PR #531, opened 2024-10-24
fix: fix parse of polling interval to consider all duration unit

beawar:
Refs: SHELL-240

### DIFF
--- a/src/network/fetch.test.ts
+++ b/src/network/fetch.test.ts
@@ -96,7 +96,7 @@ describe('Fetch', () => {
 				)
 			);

------------

**Activity**
From start to finish, retype the records above with complete accuracy.

**Exercise output**
PR #531, opened 2024-10-24
fix: fix parse of polling interval to consider all duration unit

beawar:
Refs: SHELL-240

### DIFF
--- a/src/network/fetch.test.ts
+++ b/src/network/fetch.test.ts
@@ -96,7 +96,7 @@ describe('Fetch', () => {
 				)
 			);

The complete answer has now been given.